## DATA PROVIDED
PR #175, opened 2026-07-31
Add penalty and augmented Lagrangian solvers

mscroggs:
- Added `penalty` and `augmented_lagrangian` solvers
- Added test that these two methods can solve $\min(\frac12(x^2+y^2))$ subject to $x\geqslant1+\epsilon$
- Currently the two files for new methods share a lot of common boilerplate code. It would be possible to instead implement them as specialisations of a more general `MinimisationAlgorithm` class, but this is probably ok for now


src/causalprog/solvers/sgd.py
```diff
@@ -19,7 +19,7 @@ def stochastic_gradient_descent(
     obj_fn: Callable[[PyTree], npt.ArrayLike],
     initial_guess: PyTree,
     *,
-    convergence_criteria: Callable[[PyTree, PyTree], npt.ArrayLike] | None = None,
+    convergence_criterion: Callable[[PyTree, PyTree], npt.ArrayLike] | None = None,
```
willGraham01, line 22: (Proper review pending, but just thought I'd flag)

This is causing the `two_normal_example.py` tests to fail because they refer to the old keyword argument by name.

Might be worth a quick `CTRL+F` across the codebase for the old `convergence_criteria` keyword just to make sure everything is caught

src/causalprog/solvers/augmented_lagrangian.py
```diff
@@ -0,0 +1,185 @@
...
+            `IterationResult` as their only argument, and return `None`.
+            These will be called at the end of each iteration of the optimisation
+            procedure.
+
+    Returns:
+        Result of the optimisation procedure.
+
+    """
+    if fn_args is None:
+        fn_args = ()
```
willGraham01: Tuples are immutable so it's OK to provide `()` as a default for `fn_args` if you want to, and not have to check for `None` here.

But either way of doing things is fine. I just prefer 2 less lines of code 😅

src/causalprog/solvers/augmented_lagrangian.py
```diff
@@ -0,0 +1,185 @@
...
+    if bounds_epsilon is None:
+
+        def evaluate_bounds(guess: dict[str, jax.Array]) -> jax.Array:
+            return jnp.maximum(bounds(guess, *fn_args, **fn_kwargs), 0.0)
+    else:
+
+        def evaluate_bounds(guess: dict[str, jax.Array]) -> jax.Array:
+            return jnp.maximum(
+                bounds(guess, *fn_args, **fn_kwargs) - bounds_epsilon, 0.0
+            )
```
willGraham01:
```suggestion
    if bounds_epsilon is None or bounds_epsilon < 0:
        bounds_epsilon = 0.0


    def evaluate_bounds(guess: dict[str, jax.Array]) -> jax.Array:
        return jnp.maximum(
            bounds(guess, *fn_args, **fn_kwargs) - bounds_epsilon, 0.0
        )
```

You could even give `bounds_epsilon` a default value of 0 and remove the `None` option for passing it's value, if you wanted to.

src/causalprog/solvers/augmented_lagrangian.py
```diff
@@ -0,0 +1,185 @@
...
+    obj_fn: Callable[[PyTree], jax.Array],
+    *args,
+    **kwargs,
+) -> SolverResult:
+    """
+    Penalty method maximisation solver.
+
+    Args:
+        obj_fn: Function to minimise
+
```
willGraham01, line 167:
```suggestion
    Penalty method maximisation solver.

    Thin wrapper around `minimise`, that passes the negation of the `obj_fn` to that method.
    See the corresponding function doc-string for argument and keyword argument options.

    Args:
        obj_fn: Function to minimise

```

src/causalprog/solvers/augmented_lagrangian.py
```diff
@@ -0,0 +1,185 @@
...
+    fn_kwargs: dict | None = None,
+    maxiter: int = 10,
+    tolerance: float = 1.0e-8,
+    history_logging_interval: int = -1,
+    callbacks: Callable[[IterationResult], None]
+    | list[Callable[[IterationResult], None]]
+    | None = None,
+) -> SolverResult:
+    """
+    Minimise a function using a penalty method.
```
willGraham01:
```suggestion
    Minimise a function using the Augmented Lagrangian method.
```

Also maybe worth a link to some kind of source material for the AL methods in the docstring body that follows. The [wikipedia article](https://en.wikipedia.org/wiki/Augmented_Lagrangian_method) would probably do.

src/causalprog/solvers/penalty.py
```diff
@@ -0,0 +1,176 @@
+"""Penalty method solvers."""
```
willGraham01, line 1: My comments on the `augmented_lagrangian` file also apply here. Won't repeat myself but any edits you make to one we should probably also adopt in the other.

tests/test_solvers/test_minimisation.py
```diff
@@ -0,0 +1,52 @@
...
+    return jnp.array([1.0 - x["x1"]])
+
+
+@pytest.mark.parametrize("epsilon", [None, 1e-10, 1e-4, 1e-1, 1.0])
+def test_penalty(epsilon):
+    solution = penalty.minimise(
+        f, {"x1": 0.0, "x2": 0.0}, bounds, bounds_epsilon=epsilon
+    ).fn_args
+
+    if epsilon is None:
```
willGraham01: `epsilon = 0` as a default to the method gets around this `if` statement too 😁

tests/test_solvers/test_minimisation.py
```diff
@@ -0,0 +1,52 @@
+import jax
```
willGraham01: Given that `causalprog` has two separate sub-modules for the general `penalty` method and specific `augmented_lagrangian` methods, I'd be inclined to use two files here too just to mirror the package structure.

tests/test_solvers/test_minimisation.py
```diff
@@ -0,0 +1,52 @@
...
+import pytest
+
+from causalprog.solvers import augmented_lagrangian, penalty
+
+
+def f(x: dict[str, jax.Array]) -> jax.Array:
+    return (x["x1"] ** 2 + x["x2"] ** 2) / 2
+
+
+def bounds(x: dict[str, jax.Array]) -> jax.Array:
```
willGraham01: I'd be inclined to have a couple more tests with different constraints, but the same objective function.

- One-sided bound (this one we currently have)
- "Meaningful" constraints on both $x_1$ and $x_2$. Perhaps keep the current $x_1 \geq 1$ but also have $x_2 \geq 2$ say?
- Two-sided constraints on $x_1$ - maybe force $0.5 \leq x_1 \leq 1$ and see if the max/min problem is solved accordingly.
- A "redundant" constraint, like perhaps the current problem but add $x_2 \leq 10$ as a constraint (which shouldn't affect the result).

willGraham01 (changes requested):
Looks like the tests are failing because [of a variable name change](https://github.com/UCL/causalprog/pull/175#discussion_r3689560390) that has upset another test file. But GitHub won't let me comment on files that aren't changed in the PR to make the fix :upside_down_face: 

Once that's fixed though, happy to greenlight. Though I have some suggestions for a few more low-effort test cases we might want to include just to cover bases regarding the passing of `bounds/constraints` to the problem

src/causalprog/solvers/sgd.py
```diff
@@ -118,7 +116,7 @@ def is_converged(x: npt.ArrayLike, dx: npt.ArrayLike) -> bool:
         history_logging_interval=history_logging_interval,
     )
 
-    for current_iter in range(maxiter + 1):
+    for current_iter in range(maxiter):
```
mscroggs, line 119: I removed a +1 here as it looked like sending in (eg) `maxiter=100` before would actrually do 101 iterations. Or is there some reason I'm missing for a +1 here?

tests/test_solvers/test_penalty.py
```diff
@@ -0,0 +1,128 @@
...
+            id="Upper and lower bounds on x1 and x2.",
+        ),
+        pytest.param(
+            lambda x: jnp.array(
+                [2.0 * x["x1"] + x["x2"] - 2.0, -x["x1"], 1.0 - x["x1"] - x["x2"]]
+            ),
+            {"args": {"x1": 0.5, "x2": 0.5}, "value": 0.25},
+            {"args": {"x1": 0.0, "x2": 2.0}, "value": 2.0},
+            id="A triangular fesible region.",
+        ),
```
mscroggs, line 111: These params are duplicated in two files. This isn't great but probably ok to merge and make it better in the future?

willGraham01: I'm going to go with yes. Can employ the "open an issue so we don't forget" failsafe here if we really want to.

willGraham01 (approved):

## WORK REQUIRED
Repeat the entries exactly, all of them.

## SOLUTION TO THE EXERCISE
PR #175, opened 2026-07-31
Add penalty and augmented Lagrangian solvers

mscroggs:
- Added `penalty` and `augmented_lagrangian` solvers
- Added test that these two methods can solve $\min(\frac12(x^2+y^2))$ subject to $x\geqslant1+\epsilon$
- Currently the two files for new methods share a lot of common boilerplate code. It would be possible to instead implement them as specialisations of a more general `MinimisationAlgorithm` class, but this is probably ok for now


src/causalprog/solvers/sgd.py
```diff
@@ -19,7 +19,7 @@ def stochastic_gradient_descent(
     obj_fn: Callable[[PyTree], npt.ArrayLike],
     initial_guess: PyTree,
     *,
-    convergence_criteria: Callable[[PyTree, PyTree], npt.ArrayLike] | None = None,
+    convergence_criterion: Callable[[PyTree, PyTree], npt.ArrayLike] | None = None,
```
willGraham01, line 22: (Proper review pending, but just thought I'd flag)

This is causing the `two_normal_example.py` tests to fail because they refer to the old keyword argument by name.

Might be worth a quick `CTRL+F` across the codebase for the old `convergence_criteria` keyword just to make sure everything is caught

src/causalprog/solvers/augmented_lagrangian.py
```diff
@@ -0,0 +1,185 @@
...
+            `IterationResult` as their only argument, and return `None`.
+            These will be called at the end of each iteration of the optimisation
+            procedure.
+
+    Returns:
+        Result of the optimisation procedure.
+
+    """
+    if fn_args is None:
+        fn_args = ()
```
willGraham01: Tuples are immutable so it's OK to provide `()` as a default for `fn_args` if you want to, and not have to check for `None` here.

But either way of doing things is fine. I just prefer 2 less lines of code 😅

src/causalprog/solvers/augmented_lagrangian.py
```diff
@@ -0,0 +1,185 @@
...
+    if bounds_epsilon is None:
+
+        def evaluate_bounds(guess: dict[str, jax.Array]) -> jax.Array:
+            return jnp.maximum(bounds(guess, *fn_args, **fn_kwargs), 0.0)
+    else:
+
+        def evaluate_bounds(guess: dict[str, jax.Array]) -> jax.Array:
+            return jnp.maximum(
+                bounds(guess, *fn_args, **fn_kwargs) - bounds_epsilon, 0.0
+            )
```
willGraham01:
```suggestion
    if bounds_epsilon is None or bounds_epsilon < 0:
        bounds_epsilon = 0.0


    def evaluate_bounds(guess: dict[str, jax.Array]) -> jax.Array:
        return jnp.maximum(
            bounds(guess, *fn_args, **fn_kwargs) - bounds_epsilon, 0.0
        )
```

You could even give `bounds_epsilon` a default value of 0 and remove the `None` option for passing it's value, if you wanted to.

src/causalprog/solvers/augmented_lagrangian.py
```diff
@@ -0,0 +1,185 @@
...
+    obj_fn: Callable[[PyTree], jax.Array],
+    *args,
+    **kwargs,
+) -> SolverResult:
+    """
+    Penalty method maximisation solver.
+
+    Args:
+        obj_fn: Function to minimise
+
```
willGraham01, line 167:
```suggestion
    Penalty method maximisation solver.

    Thin wrapper around `minimise`, that passes the negation of the `obj_fn` to that method.
    See the corresponding function doc-string for argument and keyword argument options.

    Args:
        obj_fn: Function to minimise

```

src/causalprog/solvers/augmented_lagrangian.py
```diff
@@ -0,0 +1,185 @@
...
+    fn_kwargs: dict | None = None,
+    maxiter: int = 10,
+    tolerance: float = 1.0e-8,
+    history_logging_interval: int = -1,
+    callbacks: Callable[[IterationResult], None]
+    | list[Callable[[IterationResult], None]]
+    | None = None,
+) -> SolverResult:
+    """
+    Minimise a function using a penalty method.
```
willGraham01:
```suggestion
    Minimise a function using the Augmented Lagrangian method.
```

Also maybe worth a link to some kind of source material for the AL methods in the docstring body that follows. The [wikipedia article](https://en.wikipedia.org/wiki/Augmented_Lagrangian_method) would probably do.

src/causalprog/solvers/penalty.py
```diff
@@ -0,0 +1,176 @@
+"""Penalty method solvers."""
```
willGraham01, line 1: My comments on the `augmented_lagrangian` file also apply here. Won't repeat myself but any edits you make to one we should probably also adopt in the other.

tests/test_solvers/test_minimisation.py
```diff
@@ -0,0 +1,52 @@
...
+    return jnp.array([1.0 - x["x1"]])
+
+
+@pytest.mark.parametrize("epsilon", [None, 1e-10, 1e-4, 1e-1, 1.0])
+def test_penalty(epsilon):
+    solution = penalty.minimise(
+        f, {"x1": 0.0, "x2": 0.0}, bounds, bounds_epsilon=epsilon
+    ).fn_args
+
+    if epsilon is None:
```
willGraham01: `epsilon = 0` as a default to the method gets around this `if` statement too 😁

tests/test_solvers/test_minimisation.py
```diff
@@ -0,0 +1,52 @@
+import jax
```
willGraham01: Given that `causalprog` has two separate sub-modules for the general `penalty` method and specific `augmented_lagrangian` methods, I'd be inclined to use two files here too just to mirror the package structure.

tests/test_solvers/test_minimisation.py
```diff
@@ -0,0 +1,52 @@
...
+import pytest
+
+from causalprog.solvers import augmented_lagrangian, penalty
+
+
+def f(x: dict[str, jax.Array]) -> jax.Array:
+    return (x["x1"] ** 2 + x["x2"] ** 2) / 2
+
+
+def bounds(x: dict[str, jax.Array]) -> jax.Array:
```
willGraham01: I'd be inclined to have a couple more tests with different constraints, but the same objective function.

- One-sided bound (this one we currently have)
- "Meaningful" constraints on both $x_1$ and $x_2$. Perhaps keep the current $x_1 \geq 1$ but also have $x_2 \geq 2$ say?
- Two-sided constraints on $x_1$ - maybe force $0.5 \leq x_1 \leq 1$ and see if the max/min problem is solved accordingly.
- A "redundant" constraint, like perhaps the current problem but add $x_2 \leq 10$ as a constraint (which shouldn't affect the result).

willGraham01 (changes requested):
Looks like the tests are failing because [of a variable name change](https://github.com/UCL/causalprog/pull/175#discussion_r3689560390) that has upset another test file. But GitHub won't let me comment on files that aren't changed in the PR to make the fix :upside_down_face: 

Once that's fixed though, happy to greenlight. Though I have some suggestions for a few more low-effort test cases we might want to include just to cover bases regarding the passing of `bounds/constraints` to the problem

src/causalprog/solvers/sgd.py
```diff
@@ -118,7 +116,7 @@ def is_converged(x: npt.ArrayLike, dx: npt.ArrayLike) -> bool:
         history_logging_interval=history_logging_interval,
     )
 
-    for current_iter in range(maxiter + 1):
+    for current_iter in range(maxiter):
```
mscroggs, line 119: I removed a +1 here as it looked like sending in (eg) `maxiter=100` before would actrually do 101 iterations. Or is there some reason I'm missing for a +1 here?

tests/test_solvers/test_penalty.py
```diff
@@ -0,0 +1,128 @@
...
+            id="Upper and lower bounds on x1 and x2.",
+        ),
+        pytest.param(
+            lambda x: jnp.array(
+                [2.0 * x["x1"] + x["x2"] - 2.0, -x["x1"], 1.0 - x["x1"] - x["x2"]]
+            ),
+            {"args": {"x1": 0.5, "x2": 0.5}, "value": 0.25},
+            {"args": {"x1": 0.0, "x2": 2.0}, "value": 2.0},
+            id="A triangular fesible region.",
+        ),
```
mscroggs, line 111: These params are duplicated in two files. This isn't great but probably ok to merge and make it better in the future?

willGraham01: I'm going to go with yes. Can employ the "open an issue so we don't forget" failsafe here if we really want to.

willGraham01 (approved):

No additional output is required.